Task goal =>
Range to output from the entries below: the line containing "PR #1317, opened 2016-02-12" through the line containing "### Still Need To ###". Set it down exactly, ends included, nothing else.
** Data for this exercise follows **
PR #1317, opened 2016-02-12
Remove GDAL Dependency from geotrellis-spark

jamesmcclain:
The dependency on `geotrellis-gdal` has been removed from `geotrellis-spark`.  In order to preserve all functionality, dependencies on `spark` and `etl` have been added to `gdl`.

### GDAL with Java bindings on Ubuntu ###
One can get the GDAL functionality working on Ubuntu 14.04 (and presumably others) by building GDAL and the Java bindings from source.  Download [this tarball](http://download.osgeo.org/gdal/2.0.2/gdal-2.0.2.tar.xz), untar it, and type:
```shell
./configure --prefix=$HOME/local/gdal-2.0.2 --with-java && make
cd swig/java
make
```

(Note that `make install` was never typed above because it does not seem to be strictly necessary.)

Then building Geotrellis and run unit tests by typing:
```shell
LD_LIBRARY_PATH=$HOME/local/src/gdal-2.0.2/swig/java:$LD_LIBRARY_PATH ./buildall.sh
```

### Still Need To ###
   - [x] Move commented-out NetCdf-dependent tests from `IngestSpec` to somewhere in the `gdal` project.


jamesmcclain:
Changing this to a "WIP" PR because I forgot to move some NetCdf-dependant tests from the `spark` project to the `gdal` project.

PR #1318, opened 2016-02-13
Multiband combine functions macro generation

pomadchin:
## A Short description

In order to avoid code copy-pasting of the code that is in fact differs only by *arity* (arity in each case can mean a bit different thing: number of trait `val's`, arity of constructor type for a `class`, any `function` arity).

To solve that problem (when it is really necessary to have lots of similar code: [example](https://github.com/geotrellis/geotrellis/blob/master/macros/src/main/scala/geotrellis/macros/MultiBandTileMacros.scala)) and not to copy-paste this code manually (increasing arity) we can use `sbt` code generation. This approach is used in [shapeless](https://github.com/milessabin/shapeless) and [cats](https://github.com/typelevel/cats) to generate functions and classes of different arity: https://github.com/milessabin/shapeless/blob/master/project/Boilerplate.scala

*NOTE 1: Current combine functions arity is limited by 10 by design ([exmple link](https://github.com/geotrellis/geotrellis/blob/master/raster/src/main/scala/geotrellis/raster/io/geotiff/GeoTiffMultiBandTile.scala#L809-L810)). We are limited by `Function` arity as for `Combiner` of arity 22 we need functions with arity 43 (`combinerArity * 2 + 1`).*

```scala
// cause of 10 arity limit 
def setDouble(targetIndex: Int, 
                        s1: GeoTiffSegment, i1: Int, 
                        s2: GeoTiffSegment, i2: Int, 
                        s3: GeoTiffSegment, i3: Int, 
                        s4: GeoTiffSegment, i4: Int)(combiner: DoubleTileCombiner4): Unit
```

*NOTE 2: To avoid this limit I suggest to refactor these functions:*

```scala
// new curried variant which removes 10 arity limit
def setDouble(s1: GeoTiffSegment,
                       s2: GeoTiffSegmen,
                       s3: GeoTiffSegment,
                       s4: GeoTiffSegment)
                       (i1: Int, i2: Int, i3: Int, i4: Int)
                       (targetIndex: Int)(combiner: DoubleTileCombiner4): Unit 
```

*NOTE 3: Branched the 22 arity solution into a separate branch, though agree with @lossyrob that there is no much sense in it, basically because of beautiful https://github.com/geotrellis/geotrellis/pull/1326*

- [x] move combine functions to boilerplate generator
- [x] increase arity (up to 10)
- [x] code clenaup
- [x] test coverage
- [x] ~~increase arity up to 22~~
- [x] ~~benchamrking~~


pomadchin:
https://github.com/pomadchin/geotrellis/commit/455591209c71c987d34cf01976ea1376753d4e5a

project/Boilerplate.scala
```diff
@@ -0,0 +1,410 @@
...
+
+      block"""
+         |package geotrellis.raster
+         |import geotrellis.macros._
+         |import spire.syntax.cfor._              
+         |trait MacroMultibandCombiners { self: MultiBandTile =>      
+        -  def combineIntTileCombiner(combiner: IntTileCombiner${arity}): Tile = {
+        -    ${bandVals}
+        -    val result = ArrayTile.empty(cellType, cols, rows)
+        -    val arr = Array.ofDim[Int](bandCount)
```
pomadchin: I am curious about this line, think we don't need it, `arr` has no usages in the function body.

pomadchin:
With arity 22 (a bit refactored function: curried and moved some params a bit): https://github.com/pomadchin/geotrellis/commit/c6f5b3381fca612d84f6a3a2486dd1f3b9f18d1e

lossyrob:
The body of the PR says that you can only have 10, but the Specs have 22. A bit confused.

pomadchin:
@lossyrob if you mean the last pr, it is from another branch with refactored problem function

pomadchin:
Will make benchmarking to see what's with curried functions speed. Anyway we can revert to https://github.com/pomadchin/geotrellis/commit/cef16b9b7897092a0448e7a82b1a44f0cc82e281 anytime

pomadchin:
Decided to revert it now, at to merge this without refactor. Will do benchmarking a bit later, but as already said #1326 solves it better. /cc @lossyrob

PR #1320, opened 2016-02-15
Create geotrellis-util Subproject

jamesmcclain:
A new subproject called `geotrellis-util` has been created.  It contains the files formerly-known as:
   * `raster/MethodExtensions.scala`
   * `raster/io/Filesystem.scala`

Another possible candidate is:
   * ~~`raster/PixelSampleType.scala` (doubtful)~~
** End of Data for this exercise **
** Data for this exercise follows **
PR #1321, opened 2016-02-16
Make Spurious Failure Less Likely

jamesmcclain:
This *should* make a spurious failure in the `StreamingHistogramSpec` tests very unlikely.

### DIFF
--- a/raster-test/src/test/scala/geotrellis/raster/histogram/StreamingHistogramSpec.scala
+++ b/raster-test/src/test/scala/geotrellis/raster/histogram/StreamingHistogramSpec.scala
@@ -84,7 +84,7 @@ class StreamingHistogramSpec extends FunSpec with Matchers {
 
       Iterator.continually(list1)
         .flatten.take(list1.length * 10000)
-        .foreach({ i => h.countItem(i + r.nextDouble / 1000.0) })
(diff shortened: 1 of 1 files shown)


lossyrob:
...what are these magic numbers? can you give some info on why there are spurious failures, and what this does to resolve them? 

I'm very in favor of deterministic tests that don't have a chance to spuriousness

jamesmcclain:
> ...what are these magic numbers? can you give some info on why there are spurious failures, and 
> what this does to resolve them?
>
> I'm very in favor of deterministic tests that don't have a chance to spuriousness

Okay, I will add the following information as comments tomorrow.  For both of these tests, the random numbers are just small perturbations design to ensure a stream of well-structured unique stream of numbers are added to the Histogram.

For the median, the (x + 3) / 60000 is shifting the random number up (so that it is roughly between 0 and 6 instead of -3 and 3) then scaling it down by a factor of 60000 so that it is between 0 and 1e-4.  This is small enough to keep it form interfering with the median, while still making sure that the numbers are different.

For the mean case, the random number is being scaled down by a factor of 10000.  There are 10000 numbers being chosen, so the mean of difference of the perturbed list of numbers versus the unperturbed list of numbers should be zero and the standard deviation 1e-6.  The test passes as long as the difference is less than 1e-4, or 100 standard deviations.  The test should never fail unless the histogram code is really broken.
** End of Data for this exercise **
Solution to the problem =>
PR #1317, opened 2016-02-12
Remove GDAL Dependency from geotrellis-spark

jamesmcclain:
The dependency on `geotrellis-gdal` has been removed from `geotrellis-spark`.  In order to preserve all functionality, dependencies on `spark` and `etl` have been added to `gdl`.

### GDAL with Java bindings on Ubuntu ###
One can get the GDAL functionality working on Ubuntu 14.04 (and presumably others) by building GDAL and the Java bindings from source.  Download [this tarball](http://download.osgeo.org/gdal/2.0.2/gdal-2.0.2.tar.xz), untar it, and type:
```shell
./configure --prefix=$HOME/local/gdal-2.0.2 --with-java && make
cd swig/java
make
```

(Note that `make install` was never typed above because it does not seem to be strictly necessary.)

Then building Geotrellis and run unit tests by typing:
```shell
LD_LIBRARY_PATH=$HOME/local/src/gdal-2.0.2/swig/java:$LD_LIBRARY_PATH ./buildall.sh
```

### Still Need To ###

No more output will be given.